We in this case is defined as we who support (actual) tolerance. Because I'm making a prescriptive statement here, I am really speaking to those who believe they support tolerance, and explaining what that ought to mean in light of Popper's arguments. That is: the tolerant should be provoked to intolerance only in very rare cases, like when Peter Parker is provoked to try to kill someone, not like when Donald Trump is provoked to insult someone's appearance.
I don't think it makes terribly much sense to be a consequentialist with a value-metric that scores "tolerance". If one were, it might make sense to be extraordinarily intolerant for an incredibly long time in order to ensure even longer-lasting tolerance (depending on if and how you accounted for temporal discounting). However, as a practical matter we have great difficulty predicting even short-term consequences of our actions, so even if we declare consequentialism true-in-principle, outside of explicit discussions of philosophy, I don't take "I support tolerance" to mean "I am a tolerance-consequentialist".

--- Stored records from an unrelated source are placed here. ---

PR #3541, opened 2021-04-21
ft(S3C-3752): Add GetBucketEncryption handler

tmacro:


lib/api/bucketGetEncryption.js
```diff
@@ -0,0 +1,84 @@
...
+            log.debug('access denied for account on bucket', {
+                requestType,
+                method: 'bucketGetEncryption',
+            });
+            return callback(errors.AccessDenied, null, corsHeaders);
+        }
+
+        const sseInfo = bucket.getServerSideEncryption();
+
+        // If ssInfo is present but the `mandatory` flag is not set
```
jonathan-gramain: if ss**e**Info

lib/api/bucketGetEncryption.js
```diff
@@ -0,0 +1,84 @@
...
+            return callback(errors.ServerSideEncryptionConfigurationNotFoundError);
+        }
+
+        const xml = [];
+        xml.push(
+            '<?xml version="1.0" encoding="UTF-8"?>',
+            '<ServerSideEncryptionConfiguration>',
+            '<Rule>',
+            '<ApplyServerSideEncryptionByDefault>',
+            `<KMSMasterKeyID>${escapeForXml(sseInfo.masterKeyId)}</KMSMasterKeyID>`,
```
jonathan-gramain: There are two different supported schemes:
- the `aws:kms` mode of encryption: one where the PutBucketEncryption contains a specified master key ID to use for the bucket, in which case it should be returned in the KMSMasterKeyID field
- the `AES256` mode where it uses a managed key (a Scality key) and the user should not know about it as it is meant to be transparent, then we should not return the "KMSMasterKeyID" field even though the bucket has an internal managed key that it uses to encrypt objects.

cf. design doc in citadel and https://docs.aws.amazon.com/AmazonS3/latest/API/API_ServerSideEncryptionByDefault.html

tests/functional/aws-node-sdk/test/bucket/getBucketEncryption.js
```diff
@@ -0,0 +1,83 @@
...
+describe('aws-sdk test get bucket encryption', () => {
+    let s3;
+
+    before(done => {
+        const config = getConfig('default', { signatureVersion: 'v4' });
+        s3 = new S3(config);
+        return done();
+    });
+
+    it('should return NoSuchBucket error if bucket does not exist', done => {
```
jonathan-gramain, line 33: I'd rather put this in a separate test with a dummy bucket name, than in the `before` section

tests/functional/aws-node-sdk/test/bucket/getBucketEncryption.js
```diff
@@ -0,0 +1,83 @@
...
+                assert.ifError(err);
+                s3.getBucketEncryption({Bucket: bucketName}, (err, res) => {
+                    assert.ifError(err);
+                    assert.deepStrictEqual(res, {
+                        ServerSideEncryptionConfiguration: {
+                            Rules: [
+                                {
+                                    ApplyServerSideEncryptionByDefault: {
+                                        SSEAlgorithm: 'AES256',
+                                        KMSMasterKeyID: '12345'
```
jonathan-gramain: As said above, this is invalid because `KMSMasterKeyID` is not allowed with `SSEAlgorithm: 'AES256'` (https://docs.aws.amazon.com/AmazonS3/latest/API/API_ServerSideEncryptionByDefault.html)

lib/api/bucketGetEncryption.js
```diff
@@ -0,0 +1,84 @@
...
+            });
+            return callback(errors.AccessDenied, null, corsHeaders);
+        }
+
+        const sseInfo = bucket.getServerSideEncryption();
+
+        // If ssInfo is present but the `mandatory` flag is not set
+        // then this info was not created using bucketPutEncryption
+        // and should not be returned
+        if (sseInfo === null || !sseInfo.mandatory) {
```
jonathan-gramain, line 57: In the design doc, I suggested we could return the existing "legacy" encryption config via GetBucketEncryption. Not sure if it's a good idea or not but let's discuss it and make sure we agree on what to do here

jonathan-gramain (commented):
First round looks a good start, please review the design doc in citadel and comment/suggest changes/approve so we are aligned on some implementation details.

lib/api/bucketGetEncryption.js
tmacro: As I understand it bucket created using the `x-amz-scal-server-side-encryption` header are in essence the same as a bucket with a default scheme defined using `PutBucketEncryption`

lib/api/bucketGetEncryption.js
```diff
@@ -0,0 +1,84 @@
...
+
+    return metadata.getBucket(bucketName, log, (err, bucket) => {
+        if (err) {
+            log.debug('metadata getbucket failed', { error: err });
+            return callback(err);
+        }
+        if (bucketShield(bucket, requestType)) {
+            return callback(errors.NoSuchBucket);
+        }
+        log.trace('found bucket in metadata');
```
anurag4DSB: Should we add the method here?

lib/api/bucketGetEncryption.js
jonathan-gramain: Yes, those should be compatible regarding metadata, I was thinking of using the `mandatory` flag as a way to know if the policy is applied to the bucket (so either via PutBucketEncryption or via the legacy x-scal header) or if it only contains the default encryption params used to encrypt objects that explicitly contain the `x-amx-server-side-encryption` header, i.e. the master key ID and cryptoScheme, since ideally a bucket always uses the same master key by default (except if specified explicitly). I cannot tell for sure what was the original intent of `mandatory`, but I think it is somehow in the same spirit, except that without the backward-compat thing I'd rather call it `applyByDefault` but we have to keep the name. This way we can also support object-level encryption with minimal changes to the metadata format. I can change this if it does not fit well.

anurag4DSB (approved):
code looks good. I am reviewing the design PR. I Will report back if I find anything odd.

lib/api/bucketGetEncryption.js
```diff
@@ -0,0 +1,93 @@
...
+                requestType,
+                method: 'bucketGetEncryption',
+            });
+            return callback(errors.AccessDenied, null, corsHeaders);
+        }
+
+        const sseInfo = bucket.getServerSideEncryption();
+
+        // If sseInfo is present but the `mandatory` flag is not set
+        // then this info was not created using bucketPutEncryption
```
jonathan-gramain, line 54: Maybe you could mention that it was also not created by the `x-amz-scal-server-side-encryption` header at bucket creation.

lib/api/bucketGetEncryption.js
```diff
@@ -0,0 +1,93 @@
...
+            `<SSEAlgorithm>${escapeForXml(sseInfo.algorithm)}</SSEAlgorithm>`,
+        );
+
+        if (sseInfo.configuredMasterKeyId) {
+            xml.push(`<KMSMasterKeyID>${escapeForXml(sseInfo.masterKeyId)}</KMSMasterKeyID>`);
+        }
+
+        xml.push(
+            '</ApplyServerSideEncryptionByDefault>',
+            '<BucketKeyEnabled>false</BucketKeyEnabled>',
```
jonathan-gramain, line 79: I fixed the design to remove this unsupported tag, I don't know if we should keep it and return `false` or drop the tag completely, it should not hurt to return it but if we can drop it, it would avoid implying that we support the bucket key feature.

tests/functional/aws-node-sdk/test/bucket/getBucketEncryption.js
```diff
@@ -0,0 +1,101 @@
...
+    });
+
+    it('should return ServerSideEncryptionConfigurationNotFoundError if no sse configured', done => {
+        s3.getBucketEncryption({ Bucket: bucketName }, err => {
+            checkError(err, 'ServerSideEncryptionConfigurationNotFoundError', 404);
+            done();
+        });
+    });
+
+    it('should return ServerSideEncryptionConfigurationNotFoundError `mandatory` flag not set', done => {
```
jonathan-gramain: **if** mandatory flag not set

jonathan-gramain (approved):
looks good, just minor comments

lib/api/bucketGetEncryption.js
```diff
@@ -0,0 +1,93 @@
...
+        xml.push(
+            '<?xml version="1.0" encoding="UTF-8"?>',
+            '<ServerSideEncryptionConfiguration>',
+            '<Rule>',
+            '<ApplyServerSideEncryptionByDefault>',
+            `<SSEAlgorithm>${escapeForXml(sseInfo.algorithm)}</SSEAlgorithm>`,
+        );
+
+        if (sseInfo.configuredMasterKeyId) {
+            xml.push(`<KMSMasterKeyID>${escapeForXml(sseInfo.masterKeyId)}</KMSMasterKeyID>`);
```
jonathan-gramain: you want to return `configuredMasterKeyId` here instead

tests/functional/aws-node-sdk/test/bucket/getBucketEncryption.js
```diff
@@ -0,0 +1,101 @@
...
+            assert.ifError(err);
+            s3.getBucketEncryption({ Bucket: bucketName }, err => {
+                checkError(err, 'ServerSideEncryptionConfigurationNotFoundError', 404);
+                done();
+            });
+        });
+    });
+
+    it('should include KMSMasterKeyID if algo is aws:kms', done => {
+        setEncryptionInfo({ cryptoScheme: 1, algorithm: 'aws:kms', masterKeyId: '12345', mandatory: true }, err => {
```
jonathan-gramain: same here, pass `configuredMasterKeyId`

jonathan-gramain: Normally you would also have a `masterKeyId` that is generated and different from the configured one.

PR #3560, opened 2021-04-29
ft(S3C-3749): Add PutBucketEncryption Handler

tmacro:
Add `PutBucketEncryption` API handler and bumps Arsenal to pick up routing changes.

### DIFF
--- a/lib/api/apiUtils/bucket/bucketEncryption.js
+++ b/lib/api/apiUtils/bucket/bucketEncryption.js
@@ -1,0 +1,114 @@
+const { errors } = require('arsenal');
+const { parseString } = require('xml2js');
+
+/**
+ * parseEncryptionXml - Parses and validates a ServerSideEncryptionConfiguration xml document
+ * @param {object} xml - ServerSideEncryptionConfiguration doc
+ * @param {object} log - logger
+ * @param {function} cb - callback
+ * @returns {undefined}
+ */
+function parseEncryptionXml(xml, log, cb) {
+    return parseString(xml, (err, parsed) => {
+        if (err) {
+            log.trace('xml parsing failed', {
+                error: err,
+                method: 'parseEncryptionXml',
+            });
+            log.debug('invalid xml', { xml });
+            return cb(errors.MalformedXML);
+        }
+
+        if (!parsed
+            || !parsed.ServerSideEncryptionConfiguration
+            || !parsed.ServerSideEncryptionConfiguration.Rule) {
+            log.trace('error in sse config, invalid ServerSideEncryptionConfiguration section', {
+                method: 'parseEncryptionXml',
+            });
+            return cb(errors.MalformedXML);
+        }
+
+        const { Rule } = parsed.ServerSideEncryptionConfiguration;
+
+        if (!Array.isArray(Rule)
+            || Rule.length > 1
+            || !Rule[0]
+            || !Rule[0].ApplyServerSideEncryptionByDefault
+            || !Rule[0].ApplyServerSideEncryptionByDefault[0]) {
+            log.trace('error in sse config, invalid ApplyServerSideEncryptionByDefault section', {
+                method: 'parseEncryptionXml',
+            });
+            return cb(errors.MalformedXML);
+        }
+
+        const [encConfig] = Rule[0].ApplyServerSideEncryptionByDefault;
+
+        if (!encConfig.SSEAlgorithm || !encConfig.SSEAlgorithm[0]) {
+            log.trace('error in sse config, no SSEAlgorithm provided', {
+                method: 'parseEncryptionXml',
+            });
+            return cb(errors.MalformedXML);
+        }
+
+        const [algorithm] = encConfig.SSEAlgorithm;
+
+        if (algorithm !== 'AES256' && algorithm !== 'aws:kms') {
+            log.trace('error in sse config, unknown SSEAlgorithm', {
+                method: 'parseEncryptionXml',
+            });
+            return cb(errors.MalformedXML);
+        }
+
+        const result = { algorithm };
+
+        if (encConfig.KMSMasterKeyID) {
+            if (algorithm === 'AES256') {
+                log.trace('error in sse config, can not specify KMSMasterKeyID when using AES256', {
+                    method: 'parseEncryptionXml',
+                });
+                return cb(errors.InvalidArgument.customizeDescription(
+                    'a KMSMasterKeyID is not applicable if the default sse algorithm is not aws:kms'));
+            }
+
+            if (!encConfig.KMSMasterKeyID[0] || typeof encConfig.KMSMasterKeyID[0] !== 'string') {
+                log.trace('error in sse config, invalid KMSMasterKeyID', {
+                    method: 'parseEncryptionXml',
+                });
+                return cb(errors.MalformedXML);
+            }
+
+            result.configuredMasterKeyId = encConfig.KMSMasterKeyID[0];
+        }
+        return cb(null, result);
+    });
+}
+
+/**
+ * parseBucketEncryptionHeaders - retrieves bucket level sse configuration from request headers
+ * @param {object} headers - Request headers
+ * @returns {object} SSE configuration
+ */
+function parseBucketEncryptionHeaders(headers) {
+    const sseAlgorithm = headers['x-amz-scal-server-side-encryption'];
+    const configuredMasterKeyId = headers['x-amz-scal-server-side-encryption-aws-kms-key-id'] || null;
+
+    if (sseAlgorithm === 'AES256') {
+        return {
+            algorithm: sseAlgorithm,
+        };
+    } else if (sseAlgorithm === 'aws:kms') {
+        return {
+            algorithm: sseAlgorithm,
+            configuredMasterKeyId,
+        };
+    }
+
+    return {
+        algorithm: null,
+    };
+}
+
+module.exports = {
+    parseEncryptionXml,
+    parseBucketEncryptionHeaders,
+};
--- a/lib/api/bucketPutEncryption.js
+++ b/lib/api/bucketPutEncryption.js
@@ -1,0 +1,84 @@
+const async = require('async');
+
+const { parseEncryptionXml } = require('./apiUtils/bucket/bucketEncryption');
+const metadata = require('../metadata/wrapper');
+const { metadataValidateBucket } = require('../metadata/metadataUtils');
+const kms = require('../kms/wrapper');
+const { pushMetric } = require('../utapi/utilities');
+const collectCorsHeaders = require('../utilities/collectCorsHeaders');
+
+/**
+ * Bucket Put Encryption - Put bucket SSE configuration
+ * @param {AuthInfo} authInfo - Instance of AuthInfo class with requester's info
+ * @param {object} request - http request object
+ * @param {object} log - Werelogs logger
+ * @param {function} callback - callback to server
+ * @return {undefined}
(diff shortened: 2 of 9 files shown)


lib/api/apiUtils/bucket/bucketEncryption.js
```diff
@@ -0,0 +1,114 @@
...
+    } else if (sseAlgorithm === 'aws:kms') {
+        return {
+            algorithm: sseAlgorithm,
+            configuredMasterKeyId,
+        };
+    }
+
+    return {
+        algorithm: null,
+        configuredMasterKeyId: null,
```
jonathan-gramain: For consistency with what is returned in the AES256 block i.e. only the algorithm, you could leave out the `configuredMasterKeyId` here too I believe (if we consider the `configuredMasterKeyId` to be a side attribute of `aws:kms` it may not make sense to return it without an algorithm set).

lib/api/apiUtils/bucket/bucketEncryption.js
```diff
@@ -0,0 +1,114 @@
...
+            || !parsed.ServerSideEncryptionConfiguration.Rule) {
+            log.trace('error in sse config, invalid ServerSideEncryptionConfiguration section', {
+                method: 'parseEncryptionXml',
+            });
+            return cb(errors.MalformedXML);
+        }
+
+        const { Rule } = parsed.ServerSideEncryptionConfiguration;
+
+        if (!Rule instanceof Array
```
jonathan-gramain: We might also want to return an error if there is more than one item in the `Rule` array

lib/api/apiUtils/bucket/bucketEncryption.js
```diff
@@ -0,0 +1,114 @@
...
+            return cb(errors.MalformedXML);
+        }
+
+        const [encConfig] = Rule[0].ApplyServerSideEncryptionByDefault;
+
+        if (!encConfig.SSEAlgorithm || !encConfig.SSEAlgorithm[0]) {
+            log.trace('error in sse config, no SSEAlgorithm provided', {
+                method: 'parseEncryptionXml',
+            });
+        }
```
jonathan-gramain, line 51: You likely want to return the error here

lib/api/apiUtils/bucket/bucketEncryption.js
```diff
@@ -0,0 +1,114 @@
...
+            return cb(errors.MalformedXML);
+        }
+
+        if (!parsed
+            || !parsed.ServerSideEncryptionConfiguration
+            || !parsed.ServerSideEncryptionConfiguration.Rule) {
+            log.trace('error in sse config, invalid ServerSideEncryptionConfiguration section', {
+                method: 'parseEncryptionXml',
+            });
+            return cb(errors.MalformedXML);
```
jonathan-gramain, line 28: I believe it could be beneficial to debugging if we also return a customized description of the error each time there is an invalid XML for some reason (basically a copy of the trace level message)

lib/api/apiUtils/bucket/bucketEncryption.js
```diff
@@ -0,0 +1,114 @@
...
+            }
+
+            if (!encConfig.KMSMasterKeyID[0] || typeof encConfig.KMSMasterKeyID[0] !== 'string') {
+                log.trace('error in sse config, invalid KMSMasterKeyID', {
+                    method: 'parseEncryptionXml',
+                });
+                return cb(errors.MalformedXML);
+            }
+
+            const [configuredMasterKeyId] = encConfig.KMSMasterKeyID;
```
jonathan-gramain: it could be done with `result.configuredMasterKeyId = encConfig.KMSMasterKeyId[0]`

lib/api/bucketPutEncryption.js
```diff
@@ -0,0 +1,107 @@
...
+ * @param {function} callback - callback to server
+ * @return {undefined}
+ */
+
+function bucketPutEncryption(authInfo, request, log, callback) {
+    const bucketName = request.bucketName;
+    const canonicalID = authInfo.getCanonicalID();
+
+    return async.waterfall([
+        next => metadata.getBucket(bucketName, log, (err, bucket) => {
```
jonathan-gramain: Is there a reason not to use the `metadataValidateBucket` helper instead? I was wondering about this while reading the GetBucketEncryption implementation.

lib/api/bucketPutEncryption.js
```diff
@@ -0,0 +1,107 @@
...
+                bucket: bucketName,
+                method: 'bucketPutEncryption',
+            });
+
+            if (!isBucketAuthorized(bucket, requestType, canonicalID, authInfo, log)) {
+                log.debug('access denied for account on bucket', {
+                    requestType,
+                    method: 'bucketPutEncryption',
+                });
+                return next(errors.AccessDenied, null);
```
jonathan-gramain: is it needed to pass `null` as second argument? (assuming it's the bucket name for cors checking)

lib/api/bucketPutEncryption.js
```diff
@@ -0,0 +1,107 @@
...
+                updatedConfig.configuredMasterKeyId = configuredMasterKeyId;
+            }
+
+            return next(null, bucket, updatedConfig);
+        },
+        (bucket, updatedConfig, next) => {
+            bucket.setServerSideEncryption(updatedConfig);
+            metadata.updateBucket(bucket.getName(), bucket, log, err => next(err, bucket));
+        },
+
```
jonathan-gramain: extra newline

lib/api/bucketPutEncryption.js
```diff
@@ -0,0 +1,107 @@
...
+    ],
+    (err, bucket) => {
+        const corsHeaders = collectCorsHeaders(request.headers.origin, request.method, bucket);
+        if (err) {
+            log.trace('error processing request', { error: err, method: 'putBucketEncryption' });
```
jonathan-gramain: the method name is `bucketPutEncryption`

tests/unit/api/bucketPutEncryption.js
```diff
@@ -0,0 +1,310 @@
...
+    return {
+        bucketName,
+        headers: { host: `${bucketName}.s3.amazonaws.com` },
+        post,
+    };
+}
+
+function getSSEConfig(cb) {
+    return metadata.getBucket(bucketName, log, (err, md) => {
+        if (err) return cb(err);
```
jonathan-gramain: style: missing newline before `return`

tests/unit/api/bucketPutEncryption.js
```diff
@@ -0,0 +1,310 @@
...
+        return cb(null, md.getServerSideEncryption());
+    });
+}
+
+describe.only('bucketPutEncryption API', () => {
```
jonathan-gramain: remove `.only` ;)

tests/unit/api/bucketPutEncryption.js
```diff
@@ -0,0 +1,310 @@
...
+    before(() => cleanup());
```
jonathan-gramain, line 59: Is the cleanup needed before starting the tests?

tests/unit/api/bucketPutEncryption.js
```diff
@@ -0,0 +1,310 @@
...
+        it('should reject a config with SSEAlgorithm == AES256 and a provided KMSMasterKeyID', done => {
+            const post = templateSSEConfig({ algorithm: 'AES256', keyId: '12345' });
+            bucketPutEncryption(authInfo, templateRequest({ post }), log, err => {
+                assert.strictEqual(err.InvalidArgument, true);
+                done();
+            });
+        });
+    });
+
+    describe('test setting config without a prvious one', () => {
```
jonathan-gramain: typo: pr**e**vious

tests/unit/api/bucketPutEncryption.js
```diff
@@ -0,0 +1,310 @@
...
+        it('should apply a config with SSEAlgorithm == AES256', done => {
+            const post = templateSSEConfig({ algorithm: 'AES256' });
+            bucketPutEncryption(authInfo, templateRequest({ post }), log, err => {
+                assert.ifError(err);
+                return getSSEConfig((err, sseInfo) => {
+                    assert.ifError(err);
+                    assert.notStrictEqual(sseInfo, null);
```
jonathan-gramain: Those two first checks are not needed since there is a `deepStrictEqual` afterwards, regarding ease of debugging it should be fine since `deepStrictEqual` should show the actual diff between what's expected and what's obtained. Same comment for following tests.

lib/api/apiUtils/bucket/bucketEncryption.js
tmacro: I investigated each of these error cases and matched the desctription returned by AWS. I've seen issues raised in the past when wording didn't match so I wanted to be strict here.

lib/api/bucketPutEncryption.js
tmacro: I was basing these handlers off of `bucketGetLocation` which doesn't use the helper. I'll switch over as it looks like it covers a bunch of this.

lib/api/bucketPutEncryption.js
tmacro: Same as above

tests/unit/api/bucketPutEncryption.js
tmacro: I was expecting `deepStrictEqual` to assert that these objects were the same `
```
{
    mandatory: true,
    algorithm: 'AES256',
    cryptoScheme: 1,
}
```
```
{
    mandatory: true,
    algorithm: 'AES256',
    cryptoScheme: 1,
    masterKeyId: undefined,
}
```

tmacro: I forgot that an explicit value of `undefined` is different than the key not existing

tests/unit/api/bucketPutEncryption.js
tmacro: in case the previous tests failed to cleanup (errors etc), Internally it consists of a `this._db = {}` so there's functionally no extra overhead

lib/api/apiUtils/bucket/bucketEncryption.js
```diff
@@ -0,0 +1,114 @@
...
+            || !parsed.ServerSideEncryptionConfiguration.Rule) {
+            log.trace('error in sse config, invalid ServerSideEncryptionConfiguration section', {
+                method: 'parseEncryptionXml',
+            });
+            return cb(errors.MalformedXML);
+        }
+
+        const { Rule } = parsed.ServerSideEncryptionConfiguration;
+
+        if (!(Rule instanceof Array)
```
miniscruff: https://developer.mozilla.org/en-US/docs/Web/JavaScript/Reference/Global_Objects/Array/isArray can use this method to check if something is an array. It says it is preferred over instanceof but the context is very irrelevant here so take that for what it is. Edit: If you want to get rid of the nested paranthesis.

lib/api/bucketPutEncryption.js
jonathan-gramain: Do you plan to use `metadataValidateBucket` finally? Wondering since you mentioned you would, not that it's blocking for me.

lib/api/bucketPutEncryption.js
jonathan-gramain: looks like you forgot to change this one :slightly_smiling_face:

jonathan-gramain (approved):

miniscruff (approved):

Therefore, I view such statements as virtue-ethics claims: tolerance is a personal and societal virtue (this is what is being claimed by the person who advocates tolerance, unless they explicitly say otherwise). And because such a statement is relative--everyone is tolerant to some degree--an explicit affirmation of tolerance is equivalent to endorsing a belief similar to the one I describe above.
Otherwise, at the very least one isn't communicating well. If one says, "I believe in extreme tolerance!" and in practice what that means is, "You agree with everything I say or you're a Nazi and I punch you in the face", then you're perfectly justified in saying, "That's not what 'tolerance' means." (Then dodge, because you're about to be punched in the face, you Nazi!)
I haven't read Conscience. I really should, as I've read Haidt's The Righteous Mind. Pat Churchland is perhaps the clearest and most insightful thinker who I have ever met. But even the deeply insightful can make mistakes. Anyway, without the benefit of her detailed insight in this regard, my tentative impression is that pro-social behavior is deeply ingrained (i.e. "instinctive") in social animals, including among species who share a recent common ancestor with us, so I am very wary of arguments that depend heavily on the arbitrary nature of social contracts. Even in cases where society has a profound impact, I do not think it is justified to conclude that it has the only impact absent very clear evidence that this is in fact the case. Rather, I think the default hypothesis needs to be that there is an interplay between intrinsic and society-sculpted cognitive patterns, with the nature of the interplay not very deeply understood. Claims that something might be wholly cultural are therefore novel empirical hypotheses that need to be tested before we grant assent.
Even such things as "we eat dessert after a meal, not before" seems not entirely arbitrary when considering both nutrition and glucose regulation.